The proof of the extension is exactly the same as the proof of Theorem 4 up to constants. In this note we have seen Hölder classes as examples of classes with polynomial growth of the entropy but there are many other such classes. To illustrate this we give the example of Sobolev classes which, in some cases, are more general than Hölder classes.
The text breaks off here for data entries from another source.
PR #509, opened 2017-05-08
Work around https://bugs.swift.org/browse/SR-1927

thomasvl:
Fixes https://github.com/apple/swift-protobuf/issues/508


thomasvl:
New version up that immediately corrects the index so all uses are correct.

PR #511, opened 2017-05-09
Tbkka documentation

tbkka:
A pass through (most of) the documentation to update it to reflect the current system, clarify discussions, and eliminate some duplication between different documents.


Documentation/INTERNALS.md
```diff
@@ -165,18 +192,16 @@ cases:
  * If there are any fields containing a message or group type
  * If there are more than 16 total fields
 
+This logic will doubtless change in the future:
```
thomasvl: Can't tell, did you mean for this to be a heading of a bullet list or something like that?

Documentation/INTERNALS.md
```diff
@@ -187,28 +212,26 @@ Here is the actual first part of the generated code for `message Foo` above:
...
 public struct Foo: ProtobufGeneratedMessage {
-  public var protoMessageName: String {return "Foo"}
-  public var protoPackageName: String {return ""}
-  public var jsonFieldNames: [String: Int] {return [
-    "fooField": 1,
-  ]}
-  public var protoFieldNames: [String: Int] {return [
-    "fooField": 1,
-  ]}
+  static let protoMessageName: String = "Foo"
```
thomasvl: Does it make sense to just put prose in with references to the generated properties/functions and not try to repeat the generated code since it will surely be stale quickly?

Documentation/INTERNALS.md
```diff
@@ -226,9 +249,8 @@ message Foo {
 }
 ```
 
-This generates a storage class, of course. When the serializer invokes
-`traverse()` on the struct, it simply passes the visitor to `traverse()` on the
-storage class, which looks like this:
+This generates a storage class, of course.
+The storage class and the generated `traverse()` looks like this:
```
thomasvl: Is it worth pointing out the traverse goes in field order (hence the complications with extensions and oneofs)?

Documentation/API.md
```diff
@@ -108,10 +125,23 @@ want to override the default generated behavior for any reason:
 Proto enums are translated to Swift enums in a fairly straightforward manner.
 The resulting Swift enums conform to the `SwiftProtobuf.Enum` protocol which extends
 `RawRepresentable` with a `RawValue` of `Int`.
+The name of the Swift enum is copied directly from the name in the proto file.
+If that name would cause problems for the generated code, the word `Enum` will
+be appended to the name.
+
+Proto2 enums simply have a case for each enum value.
```
thomasvl: This seems partial, did you want to talk about proto3 syntax files having the unknown values vs. pushing things into the unknown fields?

thomasvl: Scratch that, I see it below.

Documentation/API.md
```diff
@@ -198,41 +239,123 @@ invisible to the user.  The property will be serialized if it has a non-default
...
 **Proto2 `required` fields** Required fields behave the same as
 optional fields, except that serialization or deserialization may
 fail if the field is not provided.
 
+To illustrate the handling of proto2 fields, consider the following
+short example:
+```protobuf
+syntax = "proto2";
+message ExampleProto2 {
+   int32 item_count = 1 [default = 12];
```
thomasvl: needs `optional` or `required` since it is proto2 syntax.

Documentation/API.md
```diff
@@ -198,41 +239,123 @@ invisible to the user.  The property will be serialized if it has a non-default
...
+**Singular message fields** generate simple properties of the corresponding
+Swift struct type.
+The fields are initialized with default instances of the struct.
+(This initialization is usually done lazily the first time you read such
+a field.)
+Message fields generate `has` and `clear` methods as above for both proto2
+and proto3.
+
+**Proto2 groups** act exactly like messages in all respects, except that they cannot be
+directly serialized on their own.
```
thomasvl: Actually they can, they are just just messages.  The difference is the binary format is different when it is serialized as a field.

Documentation/INTERNALS.md
tbkka: I didn't want to call that much attention to it.  I've rephrased it some.

Documentation/INTERNALS.md
tbkka: I think even stale code examples here are informative.

Documentation/INTERNALS.md
tbkka: Good point!   I've added a couple of sentences about that.

Documentation/API.md
tbkka: Re-reading, I realize I didn't complete that section; it now contrasts proto2 handling and clarifies that JSON deals with text and numeric enum values differently.

Documentation/API.md
tbkka: Oops!  Fixed.

Documentation/API.md
tbkka: Good catch!  Fixed.

PR #512, opened 2017-05-10
Use a more portable construct for testing the protoc version

tbkka:
The [[ ... ]] bash-ism apparently doesn't work in Makefiles on Ubuntu.


thomasvl:
I'll bet it was dependent on the the fact that /bin/sh on macOS is actually still bash vs. a bourne shell.

PR #516, opened 2017-05-10
Silence the grep used for the version check.

thomasvl:
Otherwise is generated output, and if you happen to have something like
"GREP_OPTIONS=--colour=auto" in your env, you get this color block when
this action happen.


thomasvl:
@tbkka I believe this option on grep is standard, so it should work fine on Linux also.

thomasvl:
Switch to /dev/null just to be safe.  tx.

PR #518, opened 2017-05-10
Update conformance and plugin documentation

tbkka:
Another pass over the Conformance check and Plugin documents.

This is mostly just wordsmithing and reformatting.

The only substantial change is to restructure the Conformance testing discussion to encourage people to just use the `make test` target (which now runs conformance).


tbkka:
The per-language user guides on developer.google.com have a nice structure that I'd like to mimic someday.  But my immediate goal is just to correct our existing docs to unblock the 1.0 release.

Issue #480, opened 2017-04-19
Linux support/coverage for PluginLibraryTests


thomasvl:
Looking at the Makefile, LinuxMain only includes the tests from SwiftProtobufTests.

tbkka:
Fixed in #519

PR #519, opened 2017-05-11
Test and fix issues with Swift 3.0.1+ (Linux) and Xcode 8.1+ (macOS)

tbkka:
I set up a test harness to grind through the full test suite with every Swift Linux release from 3.0.1 onwards.  There turned out to just be a handful of issues:

   * The specialized Linux version of FileIo.readFileData was just broken. The macOS version works fine on Linux, so just use it.
   * I refactored the UTF8-to-String conversion to DTRT with both Linux <3.1 and Linux 3.1+.
   * I fixed up the Makefile a tiny bit
   * I went ahead and tested with the latest dev snapshot, which complained about redundant generic constraints, so I cleaned those up.

There's another issue with Swift Linux 3.0 that I've not looked carefully at yet.


Makefile
```diff
@@ -278,7 +278,8 @@ install: build
 	${INSTALL} ${PROTOC_GEN_SWIFT} ${BINDIR}
 
 clean:
-	swift build --clean
+	-swift build --clean
```
thomasvl: What does the leading "-" on these do?

Sources/SwiftProtobuf/StringUtils.swift
```diff
@@ -50,21 +62,27 @@ internal func utf8ToString(bytes: UnsafePointer<UInt8>, count: Int) -> String? {
     if count == 0 {
         return String()
     }
-#if os(Linux)
-    // As of March, 2017, the NSString(bytes:length:encoding:)
-    // initializer incorrectly stops at the first zero character for
-    // Linux versions of Swift:
+#if !os(Linux) || swift(>=3.2)
```
allevato: Why 3.2? That doesn't actually exist. Wouldn't >=4.0 be equivalent?

Sources/SwiftProtobuf/Internal.swift
```diff
@@ -40,7 +40,7 @@ public enum Internal {
 
   /// Helper to loop over dictionary with values that are Messages to see if
   /// they are all initialized (see Message.isInitialized for what that means).
-  public static func areAllInitialized<K: Hashable>(_ mapToMessages: [K: Message]) -> Bool {
+  public static func areAllInitialized<K>(_ mapToMessages: [K: Message]) -> Bool {
```
allevato: I'm surprised the compiler actually allows this, but I just checked and it does. So I guess they're inferring the `Hashable` conformance now based on the context where it's used in the argument?

Makefile
tbkka: Tells make to ignore these lines if they fail.
So whichever one is not supported on the local platform will not stop the build.  (I considered just dropping this part, since `rm -rf .build` does the same thing.)

Sources/SwiftProtobuf/StringUtils.swift
tbkka: I really wanted `>3.1.1` but that doesn't work.

Has there been any announcement about the next version?  If you know the next version will be 4.0, we could use that here.

Sources/SwiftProtobuf/Internal.swift
tbkka: Yep.  This works in Swift Linux 3.0.1 and later.  I was a little surprised as well; the type-checker is clearly smarter than I gave it credit for.

I think this should work for Xcode 8.2; I'll track that down and try it.

tbkka:
I just tested this branch in Xcode 8.1 and 8.2.  With two minor corrections to the Xcode project, this code works fine there as well.  In particular, those versions of the compiler are also able to handle the simplified generic constraints.

I'm downloading Xcode 8.3 as I type this to test it there as well.

tbkka:
@allevato and @thomasvl asked whether any of these changes (such as eliminating duplicate constraints) affect building with older Xcode.

A:  No.

tbkka:
I just saw #480 which explained why I've been seeing different numbers of tests on the two platforms.  I added a fix for that, so we're now getting full testing on Linux and macOS.

Sources/SwiftProtobuf/StringUtils.swift
allevato: All I know is what's been publicly talked about on the mailing lists—I've heard core team members talk about 4.0 but I've never heard them reference a possible 3.2. If they were planning to do another 3.x point-release with bug fixes, I'd expect that they'd at least have a branch for it on Github though.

For a positive integer \(s\) and a real number \(1\leqslant p\leqslant+\infty\), define the Sobolev space \(\mathcal{W}_{p}^{s}(r)\) with radius \(r>0\) as

$$\mathcal{W}^{s}_{p}(r):=\left\{f\in C^{s}(\mathcal{X},\mathbb{R}):\sum_{|k|\leqslant s}||D^{k}f||_{p}\leqslant r\right\}.$$

Note that for any positive integer \(s\) and for any positive radius \(L\), there exist radii \(r\) and \(r^{\prime}\) such that

$$\mathcal{W}^{s}_{\infty}(r)\subset\mathcal{H}^{s}(L)\subset\mathcal{W}^{s-1}_{\infty}(r^{\prime}).$$

A consequence of [11, Corollary 1] is that for any positive integer \(s>0\), and real number \(p\) such that \(d/s<p\leqslant+\infty\), the entropy of a Sobolev class grows polynomially as

$$\log\mathcal{N}(\mathcal{W}^{s}_{p}(L),||\cdot||_{\infty},\varepsilon)\leqslant A\varepsilon^{-d/s}$$

for some positive constant \(A\). Thus Theorem 5 holds for this class. Finally we point out that such bounds on the entropy hold for more general spaces such as some Besov spaces. We refer the reader to Nickl and Pötscher [11] for more details.